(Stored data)
PR #304, opened 2023-11-21
VEP calibration

lawhead:
# Overview

Created a new calibration task using the VEPDisplay.

## Ticket

https://www.pivotaltracker.com/story/show/184564388
https://www.pivotaltracker.com/story/show/186126657

## Contributions

- Added a new calibration task
- Updated the task registry
- Refactored the target prompting and symbol animations for the VEP Display
- Added functions for stimuli generation

## Test

- Ran unit tests, linting, and mypy
- Ran VEP Calibration task

## Discussion

For testing this locally, the following timing parameters worked well.
    time_prompt: 4
    time_fixation: 0.5
    time_flash: 4

I created two followup issues:

https://www.pivotaltracker.com/story/show/186522989
https://www.pivotaltracker.com/story/show/186522657


bcipy/parameters/parameters.json
```diff
@@ -367,6 +367,22 @@
...
   },
+  "time_vep_animation": {
+    "value": "1.0",
+    "section": "bci_config",
+    "readableName": "Time VEP Animation (sec)",
+    "helpTip": "The amount of time in seconds for the animation moving symbols to boxes.",
+    "recommended_values": "",
+    "type": "float"
+  },
+  "vep_flicker_rates": {
```
tab-cmd: I don't think we should support this kind of parameter configuration... We could do a range or discuss a different configuration strategy (task params). If this isn't a parameter we need to configure for an experiment, we can also set it ourselves. I'd support a code default and a separate PR to address configurability.

bcipy/display/paradigm/vep/codes.py
```diff
@@ -0,0 +1,78 @@
...
+    if flicker_rate > refresh_rate:
+        raise BciPyCoreException(
+            'flicker rate cannot be greater than refresh rate')
+    if flicker_rate <= 1:
+        raise BciPyCoreException('flicker rate must be greater than 1')
+
+    # get the number of frames per flicker
+    length_flicker = refresh_rate / flicker_rate
+
+    if length_flicker.is_integer():
```
tab-cmd, line 53: I am not sure you added this, so my apologies, but if this checks the type already, we could potentially do a `if not length_flicker.is_integer()` and avoid the cast?

bcipy/display/paradigm/vep/codes.py
```diff
@@ -0,0 +1,78 @@
...
+        length_flicker = int(length_flicker)
+    else:
+        err_message = f'flicker rate={flicker_rate} is not an integer multiple of refresh rate={refresh_rate}'
```
tab-cmd, line 56: We could put the calculated value here too

bcipy/display/paradigm/vep/layout.py
```diff
@@ -165,9 +165,35 @@ def positions(self) -> List[Tuple]:
         left = right_of(layout.left, width / 2)
         right = left_of(layout.right, width / 2)
 
-        positions = [(left, top), (right, top), (left, bottom),
-                     (right, bottom)]
-        if self.num_boxes == 6:
-            positions += [(layout.horizontal_middle, top),
-                          (layout.horizontal_middle, bottom)]
-        return positions
+        if self.num_boxes == 4:
```
tab-cmd: We might consider making these a type (4by4VEP, etc) to help set other properties as well.

bcipy/display/paradigm/vep/vep_stim.py
```diff
@@ -0,0 +1,93 @@
...
+            square_boundary = envelope(pos=square.pos, size=square.size)
+            # squares define the holes in the polygon
+            if square.color == colors[0]:
+                frame2_holes.append(square_boundary)
+            elif square.color == colors[1]:
+                frame1_holes.append(square_boundary)
+
+        # Checkerboard is represented as a polygon with holes, backed by a
+        # simple square with the alternating color.
+        # This technique renders more efficiently and scales better than using
```
tab-cmd, line 53: That's good to know. The only other VEP I could find used the GradientStim. Is the performance gain due to the decrease in objects drawn overall?

bcipy/helpers/list.py
```diff
@@ -34,3 +34,47 @@ def grouper(iterable, chunk_size, incomplete="fill", fillvalue=None):
         return zip(*chunks)
 
     raise ValueError("Expected fill or ignore")
+
+
+def find_index(iterable: List,
```
tab-cmd, line 39: `find_first_index`

bcipy/helpers/list.py
```diff
@@ -34,3 +34,47 @@ def grouper(iterable, chunk_size, incomplete="fill", fillvalue=None):
...
+        lst - list of items to copy
+        length - expands list to this length
+        fill - optional; used to determine which element to use for
+            the fill, given the list. Defaults to the last element.
+
+    >>> expand([1,2,3], length=5)
+    [1,2,3,3,3]
+    """
+    times = length - len(lst)
+    if lst and times > 0:
```
tab-cmd, line 77: Given the type, we can assume this is not None. Perhaps a lst length check?

bcipy/display/paradigm/vep/display.py
```diff
@@ -1,301 +1,364 @@
...
+                 trigger_type: str = 'text',
+                 symbol_set: Optional[List[str]] = None,
+                 codes: Optional[List[List[int]]] = None,
+                 should_prompt_target: bool = True):
         self.window = window
+        frame_rate = self.window.getActualFrameRate()
+        assert frame_rate, 'An accurate window frame rate could not be established'
         self.window_size = self.window.size  # [w, h]
-        self.refresh_rate = round(window.getActualFrameRate())
+        self.refresh_rate = round_refresh_rate(frame_rate)
```
tab-cmd, line 63: We could also support a better util to grab this a few times and average

bcipy/display/paradigm/vep/display.py
```diff
@@ -1,301 +1,364 @@
...
 
-        return timing
+        return self._timing
+
+    def starting_position(self, sym: str) -> Tuple[float, float]:
+        """Get the starting position for the given symbol"""
+        pos_index = self.sort_order(sym)
+        return self.starting_positions[pos_index]
+
+    def prompt_target(self,
```
tab-cmd, line 209: This should return a trigger

bcipy/display/paradigm/vep/display.py
```diff
@@ -1,301 +1,364 @@
...
+                self.set_stimuli_colors(stim)
+                self.prompt_target(target,
+                                   target_box_index=self.box_index(
+                                       stim, target.symbol))
+        else:
+            [_fixation, *stim] = self.stim_properties()
+            self.set_stimuli_colors(stim)
+
+        self.log_inquiry(stim)
+        self.animate_inquiry(stim)
```
tab-cmd, line 183: Another potential trigger return. I could see this being used in eye tracking

bcipy/display/paradigm/vep/display.py
```diff
@@ -1,301 +1,364 @@
...
+        """Emphasize the box at the given index"""
+        for i, box in enumerate(self.text_boxes):
+            if i == target_box_index:
+                box.borderWidth = self.box_border_width + 4
+                box.setOpacity(1.0)
+            else:
+                box.borderWidth = self.box_border_width - 2
+                box.setOpacity(0.8)
+
+    def do_fixation(self, fixation: StimProps) -> None:
```
tab-cmd, line 267: This should also return triggers

bcipy/task/paradigm/vep/calibration.py
```diff
@@ -0,0 +1,261 @@
...
+
+def trigger_type(symbol: str, target: str, _index: int) -> TriggerType:
+    """Trigger Type.
+
+    This method is passed to convert_timing_triggers to properly assign TriggerTypes
+        to the timing of stimuli presented.
+    """
+    if target == symbol:
+        return TriggerType.TARGET
+    return TriggerType.EVENT
```
tab-cmd, line 34: We may need to support different TriggerTypes for this. A good question for the group at demo. What triggers will be needed for reshaping / future analysis. I added a few comments in the display that I know we will want.

bcipy/task/paradigm/vep/calibration.py
```diff
@@ -0,0 +1,261 @@
...
+    win (PsychoPy Display Object)
+    daq (Data Acquisition Object)
+    parameters (Dictionary)
+    file_save (String)
+    """
+
+    def __init__(self, win: visual.Window, daq: ClientManager,
+                 parameters: Parameters, file_save: str):
+        super(VEPCalibrationTask, self).__init__()
+        self.num_boxes = 6
```
tab-cmd, line 56: We could deprecate 4x4 until it is used if we are hardcoding. I'm thinking about long term maintainability and it would prevent some branching logic.

bcipy/task/paradigm/vep/calibration.py
```diff
@@ -0,0 +1,261 @@
...
+
+        self.trigger_handler.add_triggers(triggers)
+        self.trigger_handler.close()
+
+    def name(self):
+        return 'VEP Calibration Task'
+
+
+def init_calibration_display(parameters: Parameters,
+                             window,
```
tab-cmd: typing

bcipy/task/paradigm/vep/stim_generation.py
```diff
@@ -0,0 +1,214 @@
...
+        is_txt(bool): whether the stimuli type is text. False would be an image stimuli.
+
+    Return
+    ------
+        schedule_inq(tuple(
+            samples[list[list[str]]]: list of inquiries
+            timing(list[list[float]]): list of timings
+            color(list(list[str])): list of colors)): scheduled inquiries
+    """
+    if timing is None:
```
tab-cmd, line 43: I think it would be okay to fail without these instead of making optional.

bcipy/task/paradigm/vep/stim_generation.py
```diff
@@ -0,0 +1,214 @@
...
+    inquiries = generate_vep_inquiries(alp, num_boxes, inquiry_count, is_txt)
+    times = [timing for _ in range(inquiry_count)]
+    colors = [color for _ in range(inquiry_count)]
+
+    return InquirySchedule(inquiries, times, colors)
+
+
+def generate_vep_inquiries(symbols: List[str],
+                           num_boxes: int = 6,
+                           inquiry_count: int = 20,
```
tab-cmd, line 65: same here on defaults, it would make sense to have the caller define.

tab-cmd (changes requested):
Huge amount of effort here! I added some comments. The configurability one is the only thing I am requesting changes on before accepting. 

It's ready to time test, I think? Please schedule a time to test it in the lab with me! I think we can use this with a photodiode as-is, but happy to wear the cap if that falls through.

bcipy/helpers/list.py
lawhead: This is checking for an empty list. See https://peps.python.org/pep-0008/.

bcipy/display/paradigm/vep/vep_stim.py
lawhead: Yes, I tried various stim for this and there wasn't a significant difference. The main factor was the number of stim  drawn.

bcipy/display/paradigm/vep/layout.py
lawhead: In this context the num_boxes refers to the number of display areas where a symbol can be sorted. The VEPStim is where the number of squares per checkerboard is defined. If we only ever want to fix this at 6 display areas, I can remove the conditional logic. The other idea here is that if we want a different layout we can provide another class with the same interface for generating these positions.

bcipy/parameters/parameters.json
lawhead: Okay, I'll do some refactoring here. I was mainly concerned about having consistent, known values between the calibration and a future copy phrase. I wasn't sure what values to use so I started with ones close the the Higger paper. I'm fine putting these elsewhere if we don't want them easily changeable.

tab-cmd: Another option is to add List of Int or Float support to our parameters. Perhaps we can check-in with the team during demo to see what the short-term experiment needs are?

bcipy/display/paradigm/vep/layout.py
tab-cmd: I like that last idea! Unless we are going to test 4 vs 6 in the short term, I think it would be easier to maintain cutting it out.

bcipy/display/paradigm/vep/codes.py
lawhead: The cast is needed below (line 62) for list generation: `codes += [t] * length_flicker`. If it's missing you get a TypeError that you can't multiply a sequence by a float.

bcipy/display/paradigm/vep/codes.py
```diff
@@ -0,0 +1,80 @@
...
+import logging
+from typing import List
+
+import numpy as np
+
+from bcipy.helpers.exceptions import BciPyCoreException
+
+log = logging.getLogger(__name__)
+
+DEFAULT_FLICKER_RATES = [4, 5, 6, 10, 12, 15]
```
tab-cmd, line 12: Having tested this now in lab, having these calculated or a default dictionary for different Hz would be helpful! This could live in config.py

bcipy/task/paradigm/vep/calibration.py
```diff
@@ -0,0 +1,262 @@
...
+    box_config = BoxConfiguration(layout, height_pct=0.30)
+
+    stim_props = VEPStimuliProperties(stim_font=parameters['font'],
+                                      stim_pos=box_config.positions,
+                                      stim_height=0.1,
+                                      timing=timing,
+                                      stim_color=colors,
+                                      inquiry=[],
+                                      stim_length=1,
+                                      animation_seconds=1.0)
```
tab-cmd: pull from parameters?

bcipy/task/paradigm/vep/calibration.py
```diff
@@ -0,0 +1,262 @@
...
+
+    task_bar = CalibrationTaskBar(window,
+                                  inquiry_count=parameters['stim_number'],
+                                  current_index=0,
+                                  colors=[parameters['task_color']],
+                                  font=parameters['font'],
+                                  height=parameters['task_height'])
+
+    # issue #186641183 ; determine a better configuration strategy
+    flicker_rates = DEFAULT_FLICKER_RATES
```
tab-cmd: We should log these

bcipy/task/paradigm/vep/stim_generation.py
```diff
@@ -0,0 +1,214 @@
...
+import math
+import random
+from typing import Any, List, Optional
+
+from bcipy.helpers.list import find_index, swapped
+from bcipy.helpers.stimuli import (InquirySchedule, get_fixation,
+                                   random_target_positions)
+
+
+def generate_vep_calibration_inquiries(alp: List[str],
```
tab-cmd, line 12: These could go in helpers with the others. I'd be okay breaking our old pattern but wanna be consistent or make some tickets to clean up.

tab-cmd (approved):
The task runs as expected! Left a few cleanup items. This still needs to be tested more fully in the lab, but I'd be okay merging with some clean up and making follow-up VEP PRs to the rc or closing this and making future VEP PRs to this branch.

bcipy/display/paradigm/vep/codes.py
lawhead: I added more details for this to https://www.pivotaltracker.com/story/show/186641183.

bcipy/task/paradigm/vep/stim_generation.py
lawhead: The stimuli module is getting pretty large and these functions seemed specific to this task. I also think they are more likely to change, so it made sense to me to split these out. I think it would be good to revisit the `stimuli` module and see if some of the things in there would make sense elsewhere. I'll create a ticket for that.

— Work item —
Pick each line holding "lawhead" out of the entries above and return it.

— Answer to the problem —
lawhead:
lawhead: This is checking for an empty list. See https://peps.python.org/pep-0008/.
lawhead: Yes, I tried various stim for this and there wasn't a significant difference. The main factor was the number of stim  drawn.
lawhead: In this context the num_boxes refers to the number of display areas where a symbol can be sorted. The VEPStim is where the number of squares per checkerboard is defined. If we only ever want to fix this at 6 display areas, I can remove the conditional logic. The other idea here is that if we want a different layout we can provide another class with the same interface for generating these positions.
lawhead: Okay, I'll do some refactoring here. I was mainly concerned about having consistent, known values between the calibration and a future copy phrase. I wasn't sure what values to use so I started with ones close the the Higger paper. I'm fine putting these elsewhere if we don't want them easily changeable.
lawhead: The cast is needed below (line 62) for list generation: `codes += [t] * length_flicker`. If it's missing you get a TypeError that you can't multiply a sequence by a float.
lawhead: I added more details for this to https://www.pivotaltracker.com/story/show/186641183.
lawhead: The stimuli module is getting pretty large and these functions seemed specific to this task. I also think they are more likely to change, so it made sense to me to split these out. I think it would be good to revisit the `stimuli` module and see if some of the things in there would make sense elsewhere. I'll create a ticket for that.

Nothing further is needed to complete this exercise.